Na dúvida, assista Bacurau e se for, vá na paz.
CURIOSIDADES SOBRE BACURAU
1. Carmelita é interpretada por Lia de Itamaracá, a cirandeira mais célebre do Brasil que
é considerada um Patrimônio Vivo de Pernambuco. Nada mais justo que ela ser a figura
mãe do vilarejo de Bacurau.
2. Lunga no roteiro original deveria ser uma mulher, em uma possível alusão a Maria
Bonita, esposa de lampião e a cangaceira mais icônica da história. Porém, no roteiro
final o personagem se tornou andrógino, sendo interpretado por Silvero Pereira que deu
a ele uma abordagem de “cangaceiro queer”.
3. Aliás, o nome Lunga é uma possível homenagem ao “Seu Lunga” um poeta e
repentista conhecido por todo o Nordeste por ser o “homem mais ignorante do mundo”.

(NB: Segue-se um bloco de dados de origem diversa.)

PR #7519, opened 2023-06-13
disable MSVC 2015 with CGAL 6.0

sloriot:

PR #7538, opened 2023-06-22
Disable MSVC 2015 starting with CGAL 6.0

sloriot:
Follow up of #7519 that was not done on the right file


lrineau (approved):

sloriot:
Seems to be working now! \o/
https://cgal.geometryfactory.com/CGAL/testsuite/results-6.0-Ic-18.shtml

Issue #6690, opened 2022-06-21
CGAL Demo bugs


MaelRL:
## Issue Details

- [ ] Inflate mesh with multiple selected items = crash
- [ ] Selection item's move point regularly crashes
- [ ] "Edge Splitted"
- [ ] Join polyhedra -> no visibility arrows
- [ ] Affine transformation on deleted item = crash
- [ ] Heat Method GUI resets the menu when you selected sources

MaelRL:
1. Generate spheres #1 & #2 with the demo's generator. Respective radii 1 and 0.5, 4 iterations of subdivision 
2. Mesh_3 with no sharp features, facet and cell size 0.03
3. segfault

afabri:
After a corefnement Boolean operation we should no longer visualize the two input meshes, or as wireframe.

afabri:
When remeshing a surface the result should be drawn double sided.

afabri:
Concerning the inflate I changed it to only work if a single polyhedron item is selected.  It should be easy to put a loop around.    As an inflated mesh has quickly self intersections I am wondering if the proposed inflate distance should not be a fraction of the average edge length and not a fraction of the bbox diagonal.  @sloriot any opinion?

afabri:
> 1. Generate 2 spheres with the demo's generator. Respective radii 1 and 0.5, 4 iterations of subdivision
> 
>     2. Mesh_3 with no sharp features, facet and cell size 0.03
> 
>     3. segfault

Até hoje ele é citado em piadas por humoristas cearenses.
4. Lampião é uma figura que aparece de forma não física no filme. A primeira
referência a ele é na figura de Damiano e sua esposa que atiram contra os americanos
segurando a arma de lado, assim como Lampião e alguns cangaceiros seguravam. A
segunda referência é na maneira que o povo de Bacurau lida com os americanos,
degolando suas cabeças para exibi-las em frente à igreja assim como aconteceu com o
bando de Lampião quando ele foi capturado e morto.

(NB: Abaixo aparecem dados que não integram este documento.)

PR #7552, opened 2023-06-26
Fix initialisation issues in Mesh_3

MaelRL:
## Summary of Changes

- Issue 1 (fbecb18): bad comparison in minimal weight clamping in 2D case, caused protection balls to become hidden.
- Issue 2 (39c0a9f): robust intersection traits returned no intersection for a ray spawned within a triangle, so the `init_c3t3()` could not insert initial points.
- Issue 3 (49bb14b): in the 2D case, the code was exiting too early while adjusting ball sizes before a new point insertion.
- Issue 4 (1f258bc): after 39c0a9f, initialization did not work anymore if the source is on the domain.

## Release Management

* Affected package(s): Mesh_3
* Issue(s) solved (if any): -
* Feature/Small Feature (if any):  -

### DIFF
--- a/Mesh_3/include/CGAL/Mesh_3/Protect_edges_sizing_field.h
+++ b/Mesh_3/include/CGAL/Mesh_3/Protect_edges_sizing_field.h
@@ -633,6 +633,13 @@ insert_point(const Bare_point& p, const Weight& w, int dim, const Index& index,
 {
   using CGAL::Mesh_3::internal::weight_modifier;
 
+#if CGAL_MESH_3_PROTECTION_DEBUG & 1
+  std::cerr << "insert_point( (" << p
+            << "), w=" << w
+            << ", dim=" << dim
+            << ", index=" << CGAL::IO::oformat(index) << ")\n";
+#endif
+
   // Convert the dimension if it was set to a negative value (marker for special balls).
   if(dim < 0)
     dim = -1 - dim;
@@ -709,6 +716,7 @@ smart_insert_point(const Bare_point& p, Weight w, int dim, const Index& index,
             << "), w=" << w
             << ", dim=" << dim
             << ", index=" << CGAL::IO::oformat(index) << ")\n";
+  std::cerr << "triangulation dimension is " << c3t3_.triangulation().dimension() << std::endl;
 #endif
   const Tr& tr = c3t3_.triangulation();
 
@@ -877,10 +885,12 @@ smart_insert_point(const Bare_point& p, Weight w, int dim, const Index& index,
       }
     }
 
+    // Change w in order to be sure that no existing point will be included in (p,w)
     FT min_sq_d = w;
+#if CGAL_MESH_3_PROTECTION_DEBUG & 1
     typename Tr::Point nearest_point;
-    // Change w in order to be sure that no existing point will be included
-    // in (p,w)
+#endif
+
     for ( typename Tr::Finite_vertices_iterator it = tr.finite_vertices_begin(),
          end = tr.finite_vertices_end() ; it != end ; ++it )
     {
@@ -888,7 +898,9 @@ smart_insert_point(const Bare_point& p, Weight w, int dim, const Index& index,
       FT sq_d = tr.min_squared_distance(p, cp(it_wp));
       if(sq_d < min_sq_d) {
         min_sq_d = sq_d;
+#if CGAL_MESH_3_PROTECTION_DEBUG & 1
         nearest_point = c3t3_.triangulation().point(it);
+#endif
       }
     }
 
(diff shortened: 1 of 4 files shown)


sloriot:
Runtime errors in CGAL-6.0-Ic-13 in Generator package (at least)

```
Built target random_points_on_tetrahedral_mesh_3
Expr: c3t3.triangulation().dimension() >= 2
File: /home/sloriot/CGAL/git/integration/Mesh_3/include/CGAL/make_mesh_3.h
Line: 464
Aborted
```

MaelRL:
@janetournois @lrineau  That's actually the configuration that we were discussing: the source of the ray being shot in the C3T3 initialization is a point exactly on the domain. Beforehand, it would find another intersection; now, source of the ray is returned whatever the ray direction, and the initialization only spawns a single point.

lrineau:
You merged `master` but the base branch was `5.4.x-branch`, and the milestone as well.

MaelRL:
> You merged `master` but the base branch was `5.4.x-branch`, and the milestone as well.

Thanks

MaelRL:
@lrineau @janetournois 

[c0d6f13](https://github.com/CGAL/cgal/pull/7552/commits/c0d6f13bd3c1300a12259acffb6de0b1ed1b7d75) is some wip algorithm for polyhedral mesh domain initialization. It replaces ray shooting from the center by a grid sampling, projection onto the surface, and simplification.

Here are some comparisons for blobby and the cheese:

image

Some advantages:
- Every AABB tree call is useful. For ray shooting, you can make a mesh surface / bbox volume ratio as high as you want with needle-like meshes, requiring arbitrarily high amounts of ray shots.
- Better distribution of the initial points (for a simple program like mesh_polyhedral_domain.cpp that does not optimize much at the end and blobby / cheese inputs, we get better angles).
- No visibility issues (especially visible on the cheese for example, where the source of the ray is within a cavity)
- No more issue if the ray's source is on the domain

Some open points:
- Points being on a grid is not so great from a Delaunay point of view. They could be perturbed a bit around the grid vertices.
- The projection tends to create points onto the corner / creases; that's rather nice, but if we have protected, these points will be rejected (but then, we should have enough points already?).
- The algorithmic complexity is bad (does that matter?).

MaelRL:
> Don't we get undesired points in the interior, in case we want as big as possible tetrahedra inside? Ot are they not inserted but only used as source of the ray.

There are no points in the interior for either method. This new approach also do not use any ray shooting, it projects (slightly perturbed) grid points onto the surface using AABB_tree::closest_point(). Below is some image illustrating the pipeline:
- Generate `10*n` grid points (red) + perturb them (slightly less red)
- Project them on the surface (orange)
- Extract `n` sampling points

image

MaelRL:
For the standard 8 points:

image

The initialization of the pruning process I guess got lucky taking a point that is at the tip, this is related to the point above ("Related to above, we could even intentionally keep corners during the simplification process."): maybe we could give priority to points that are far AND that are interesting (on a corner, on a crease). Maybe that doesn't really matter because there are just a few initialization points, so for big meshes it is not significant if you manage to insert a handful of these interesting points.

MaelRL:
> That looks good. In my opinion, once tested, it could be merged into `master` for CGAL-6.0. But not for release branches. It should be only given to given users as an experimental feature, until it is tested for at least one release cycle.

Initialization of 2D polyhedral domain is still broken with my bug fixes and with the ray shooting, hence why I put this change in this PR.

I could do a quick fix for release branches of changing the source of the ray shooting if the sampled point is the source of the ray, and move the work on the newer version to a different PR. Is that OK?

lrineau:
> I could do a quick fix for release branches of changing the source of the ray shooting if the sampled point is the source of the ray, and move the work on the newer version to a different PR. Is that OK?

:+1:

MaelRL:
> I guess we still need something special if we have many small connected components, say a cloud of soap bubbles.

If there aren't too many bubbles, then the projection could find them all. It all depends on the number of initialization points, which give you a lower bound between the distance between two grid points, and thus the distance to separate two connected components.

We could also initialize for each CCs, but that's an ill-posed problem: if you have a bad mesh with many CCs, then you don't want to put points on all of them. And in between the soap bubbles and the broken meshes, cases where it's not obvious what you want to do.

MaelRL:
This PR should be finished now.

Other issues are related to edge protection and will be handled in a different pull request.

lrineau:
Tested in https://cgal.geometryfactory.com/CGAL/testsuite/results-6.0-Ic-27.shtml

lrineau:
This PR was merged into 5.5.x-branch (too late for 5.5.3 though).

5. O filme gerou mais de 800 empregos diretos e indiretos. Ele teve uma exibição
especial feita em Parelhas, que alcançou 2000 espectadores, e um fato bem interessante
é que os diretores fizeram uma cópia dublada do filme, já que uma boa parte dele é
falada em inglês com legendas, de forma que a obra pudesse ser mais acessível ainda.